== Work order ==
Going from the top of the data below, give again each line through the one containing "Caching seems like", both ends kept.

== Given records ==
PR #6669, opened 2022-11-13
chore: use `path.Join` to avoid double slashes

jbergstroem:
In the shortcode for generating type links, `printf` is used, generating links like these: `http://localhost:1313/workers//runtime-apis/response`. Using `path.Join`, hugo handles the link generation/url massage `http://localhost:1313/workers/runtime-apis/response`.

(Example links taken from https://developers.cloudflare.com/workers/runtime-apis/cache)


kodster28 (approved):

kodster28:
Thanks for the contribution, @jbergstroem!

PR #6671, opened 2022-11-14
Clarify per-request limits

ignoramous:
This part is ambiguous and so made it clear that the limits are indeed per-request.

Also, added a missing oxford comma.


victor-perov (approved):

angelampcosta:
@ignoramous thank you for your suggestion!

PR #6672, opened 2022-11-14
Add link to cache rules

ignoramous:
Caching seems like an integral part for R2, and so, add a link to emphasize that. 

Perhaps, the R2 docs need a `Caching` section all on its own, but I am ill-placed to start one; and hence this PR, in its stead.


ignoramous:
Ah, I don't know just how to link to cache rules. But it'd be rad if someone who knew how, added it. Closing this PR.

PR #6675, opened 2022-11-14
Update github.md

pew:
A GitHub organization is required for this integration to work, if installed for a personal user no integrations are listed.


pew:
Was meaning to update a different page.

PR #6718, opened 2022-11-16
[Learning paths] Added sorting to paths + filter options

kodster28:


layouts/shortcodes/learning-path-list.html
```diff
@@ -10,10 +10,10 @@
 {{ $category_array := slice }}
 {{- range $data -}}
 {{ with .products }}
-{{- $product_array = union $product_array . -}}
+{{- $product_array = sort (union $product_array .) -}}
```
pedrosousa, line 13: Nit: We could eventually do the sort once (outside the loop) instead instead of re-sorting after adding each item, but the current implementation will have a very minimal impact in build times.

pedrosousa (approved):

PR #6725, opened 2022-11-16
queues: fix defaults

elithrar:
Fix the default days & batching config to be correct per:

```
const DefaultBatchSize int64 = 10
const DefaultMaxRetries int64 = 3
const DefaultMaxWaitTimeMS int64 = 5000
```


deadlypants1973 (approved):

Shadyboyty (commented):
Yer

PR #6740, opened 2022-11-17
CTA to Deployments for Environments page

kabirsikand:


content/workers/platform/environments.md
```diff
@@ -7,6 +7,8 @@ title: Environments
 
 {{<Aside type="note">}}
 
+We recommend using [Deployments](/workers/platforms/deployments) in place of Environments. Deployments give you a powerful audit log of changes to your application, and will soon include integrated rollbacks and automated deployment.
```
admah: @kabirsikand I think it would be good to put this paragraph at the end instead of where it is now.

admah (commented):
I made one suggestion re: ordering.

content/workers/platform/environments.md
kabirsikand: Do you think at the end of the 'Note' or end of the page? I was thinking both. We should make sure *immediately* developers know that Deployments is the feature they should use instead of environments, IMO.

admah: I meant the end of the "Note". I wouldn't think the same text needs to be repeated on the same page verbatim, but I don't see either of these as blocking. I think it's good to merge when ready.

admah (approved):

PR #6762, opened 2022-11-19
Update timeout default value

SferaDev:


content/queues/get-started.md
```diff
@@ -197,7 +197,7 @@ In your consumer Worker, you are using queues to auto batch messages using the `
 
 `max_batch_size` (defaults to 10) helps to reduce the amount of times your consumer Worker needs to be called. Instead of being called for every message, it will only be called after 10 messages have entered the queue.
 
-`max_batch_timeout` (defaults to 3 seconds) helps to reduce wait time. If the producer Worker is not sending up to 10 messages to the queue for the consumer Worker to be called, the consumer Worker will be called every 10 seconds to receive messages that are waiting in the queue.
+`max_batch_timeout` (defaults to 3 seconds) helps to reduce wait time. If the producer Worker is not sending up to 10 messages to the queue for the consumer Worker to be called, the consumer Worker will be called every 3 seconds to receive messages that are waiting in the queue.
```
elithrar, line 200: This isn't the correct change: the config above shows 10 seconds. The text is aligned with the config.

elithrar (commented):
(Not approved/this PR isn't valid, sorry)

content/queues/get-started.md
SferaDev: Hi @elithrar, when reading the docs to configure my queue I went directly to the description of the properties without checking the `toml` file you had above. I will close the PR as you're right now with the context.

I still find it confusing that the explanation of a property uses an example configuration file rather than explaining the default behaviour and how to customize it.

PR #6777, opened 2022-11-21
Update crawl rates

lindsey-em:
The marketing page indicates 7/3/daily https://www.cloudflare.com/always-online/


angelampcosta:
@lindsey-em thank you for putting this out. In this case, the marketing page is out of date, but we are working to fix this.

PR #5015, opened 2022-07-02
[Pages] Functions docs rewrite

WalshyDev:
Google doc: https://docs.google.com/document/d/1t1TPJxlLh0xsVJ_4UgtgkiIl3Jkm0mB6KST4Xj9VRpI/edit?usp=sharing

cc: @Cherry @nevikashah @Ekwuno 

closes #5374

PR #6810, opened 2022-11-23
[Pages] Fix link to middleware in Headers

Erisa:
This is needed since #5015, because middleware now has its own page


mohammadzahoor (commented):
<git>

mohammadzahoor:
<head>

WalshyDev (approved):

PR #6823, opened 2022-11-23
Creates an Action that automatically adds PRs issues to the PCX Github project

haleycode:


.github/workflows/project-add.yml
```diff
@@ -0,0 +1,22 @@
...
+  pull_request:
+    types:
+      - opened
+
+jobs:
+  add-to-project:
+    name: Add open issues and PRs to project
+    runs-on: ubuntu-latest
+    steps:
+      - uses: actions/add-to-project@RELEASE_VERSION
```
kodster28:
```suggestion
      - ./.github/actions/project-add
```

kodster28:
I think you're missing a few things here:
1) A corresponding entry in the .github/actions folder (https://github.com/cloudflare/cloudflare-docs/tree/production/.github/actions). The workflow calls the script stored in the action.
2) I believe for testing + other, you might want to mimic the `on` structure visible here --> https://github.com/cloudflare/cloudflare-docs/blob/production/.github/workflows/pr.yml#L4

haleycode:
This requires way more development than I expected and is beyond my skillset. Closing out due to lack of engineering resources.

haleycode:
> I think you're missing a few things here:
> 
> 1. A corresponding entry in the .github/actions folder (https://github.com/cloudflare/cloudflare-docs/tree/production/.github/actions). The workflow calls the script stored in the action.
> 2. I believe for testing + other, you might want to mimic the `on` structure visible here --> https://github.com/cloudflare/cloudflare-docs/blob/production/.github/workflows/pr.yml#L4

Just for future reference, I think we'd also need to implement these packages in the repo, which might be a non-starter: https://github.com/actions/toolkit/blob/master/README.md#packages

pedrosousa:
The assignment workflows we have are custom made, but could eventually use an action to assign a project from the GitHub Marketplace, like Haley had initially suggested.
Wouldn't the [`actions/add-to-project`](https://github.com/marketplace/actions/add-to-github-projects) action meet our needs? This wouldn't require developing a custom workflow, unless we needed custom behavior.

PR #8728, opened 2023-05-04
[Pages] feat: Upgrade Next requirement to Node 16

alfaphi:
This commit updates the required Node.js version for Next.js to 16
Learn more: https://nextjs.org/docs/getting-started


alfaphi:
I have problem with deployment of NextJS to Cloudflare Pages
After searching my error in build log, another person also have the same problem:
https://stackoverflow.com/questions/76158141/unexpected-token-when-running-npm-run-dev-in-next-js-node-module

deadlypants1973 (approved):

PR #8771, opened 2023-05-08
[Worker] fix error code in web-crypto.md

jihuayu:
function `generateKey` parameter `length` type is number not string


deadlypants1973 (approved):
PCX review

PR #8807, opened 2023-05-09
Update identity-selectors.md

kennyj42:
the current version was really incorrect. You can't reference access groups in the Gateway policy builder.


ranbel:
The point we were trying to make is that you have to go into Access to figure out which Gateway selector to use for a particular IdP: group names, group ID, or SAML. It's not always going to be SAML.

We can improve the wording so people don't try to use Access groups in Gateway.

kennyj42:
If you're using SAML, the only option you have is SAML Attributes. The Group Name/ID fields will not work for SAML idps since we don't know what the group value is called in a custom SAML integration.

ranbel:
How about for OIDC IdPs?

kennyj42:
They're not supported in Gateway policies until we add OIDC Claims as a selector.

ranbel:
So in summary:
- User Group IDs is only available with AzureAD.
- User Group Names is only available with GitHub, Google, or Okta (OIDC). No other OIDC providers are supported.
- SAML Attributes is available for all SAML providers.
- User Group Emails --> which IdPs are supported?

kennyj42:
AzureAD is also supported via Group Name if they enable SCIM.

I believe User Group Email should be supported for all IdPs.

ranbel (approved):

PR #8820, opened 2023-05-10
[Spectrum] Document that all Spectrum ports are open

angelampcosta:


marciocloudflare (approved):

Achiel (commented):
Think we can be a tiny bit more explicit. How about

"By default, Spectrum is configured to listen on all ports, which can raise concerns for security auditors. However, it is important to note that Spectrum will only proxy connections from edge ports that are specifically configured within Cloudflare. 

When a TCP handshake is initiated to any port for a Spectrum IP, the handshake will always be completed. If there is a Spectrum application configured for the port, the connection will be proxied to origin. If no application is configured, the connection is immediately terminated and no origin connection will be opened.

Spectrum will only ever proxy traffic to an origin if there is a Spectrum application configured for that port."

angelampcosta:
@Achiel should merge it?

PR #8828, opened 2023-05-10
[Rules] Update incoming expression match in _redirect-root-to-subdomain.md

### LINKED ISSUE #8827: Redirect Rule Results in Infinite Loop

Rules

- https://developers.cloudflare.com/fundamentals/get-started/basic-tasks/manage-subdomains/#redirect-root-domain-to-a-subdomain

[Redirect root domain to a subdomain](https://developers.cloudflare.com/fundamentals/get-started/basic-tasks/manage-subdomains/#redirect-root-domain-to-a-subdomain)

### What needs to change?

The section of the documentation aims to setup a redirect rule from root domain to subdomain. However, the example expression given to match incoming requests leads to an infinite redirect loop.

The expression matches for "example.com" in the `http.request.full_uri`. The problem here is that if a user attempts to go to the subdomain such as `www.example.com`, this rule  will match that traffic and continuously redirect itself till the user receives and error about there being too many redirects.

### How should it change?

**When incoming requests match**

Using the Expression Editor:<br>
`(lower(http.host) eq "example.com")`

### Additional information

I already have a fix ready for this as I created a similar rule for one of our domains.

haelmj:
Fixes https://github.com/cloudflare/cloudflare-docs/issues/8827:

- altered step 3 to reflect change from root to subdomain
- modified Incoming expression to avoid infinite redirect loop

### DIFF
--- a/content/fundamentals/_partials/_redirect-root-to-subdomain.md
+++ b/content/fundamentals/_partials/_redirect-root-to-subdomain.md
@@ -15,14 +15,14 @@ Sometimes, you might want all traffic to your root domain (`example.com`) to act
     | -------- | -------- | ---------------- | ---------------- |
     | A        | `@`      | `192.0.2.1`      | Proxied          |
 
-3.  Create a [Single Redirect](/rules/url-forwarding/single-redirects/create-dashboard/) to forward traffic from your subdomain to your root domain.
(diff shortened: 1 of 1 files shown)


kodster28 (approved):

kodster28:
Thanks for the fix, @haelmj. Embarrassed I missed that when I was writing.

haelmj:
No worries at all...happens to the best of us😅. I appreciate the quick response🙌🏾

PR #8852, opened 2023-05-11
Update create-variables.md

Kiki-Y123:
added line 9, line 15 to focus on variables can only used on zaraz. add more detail to step 5(Create a new variable
) about the plus sign and predefined variables

add more detail about how to use variables after this sentence: Your variable is now ready to be used with tools and triggers.

### DIFF
--- a/content/zaraz/get-started/create-variables.md
+++ b/content/zaraz/get-started/create-variables.md
@@ -6,11 +6,17 @@ weight: 4
 
 # Create a variable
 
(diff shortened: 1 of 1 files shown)


haleycode:
Thank you for suggesting these changes! We'll open an internal ticket so we can address this when our team has bandwidth.

haleycode:
Closing this out for now since we're still waiting on technical validation. We can always reopen in future if needed.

== Exercise answer ==
PR #6669, opened 2022-11-13
chore: use `path.Join` to avoid double slashes

jbergstroem:
In the shortcode for generating type links, `printf` is used, generating links like these: `http://localhost:1313/workers//runtime-apis/response`. Using `path.Join`, hugo handles the link generation/url massage `http://localhost:1313/workers/runtime-apis/response`.

(Example links taken from https://developers.cloudflare.com/workers/runtime-apis/cache)


kodster28 (approved):

kodster28:
Thanks for the contribution, @jbergstroem!

PR #6671, opened 2022-11-14
Clarify per-request limits

ignoramous:
This part is ambiguous and so made it clear that the limits are indeed per-request.

Also, added a missing oxford comma.


victor-perov (approved):

angelampcosta:
@ignoramous thank you for your suggestion!

PR #6672, opened 2022-11-14
Add link to cache rules

ignoramous:
Caching seems like an integral part for R2, and so, add a link to emphasize that. 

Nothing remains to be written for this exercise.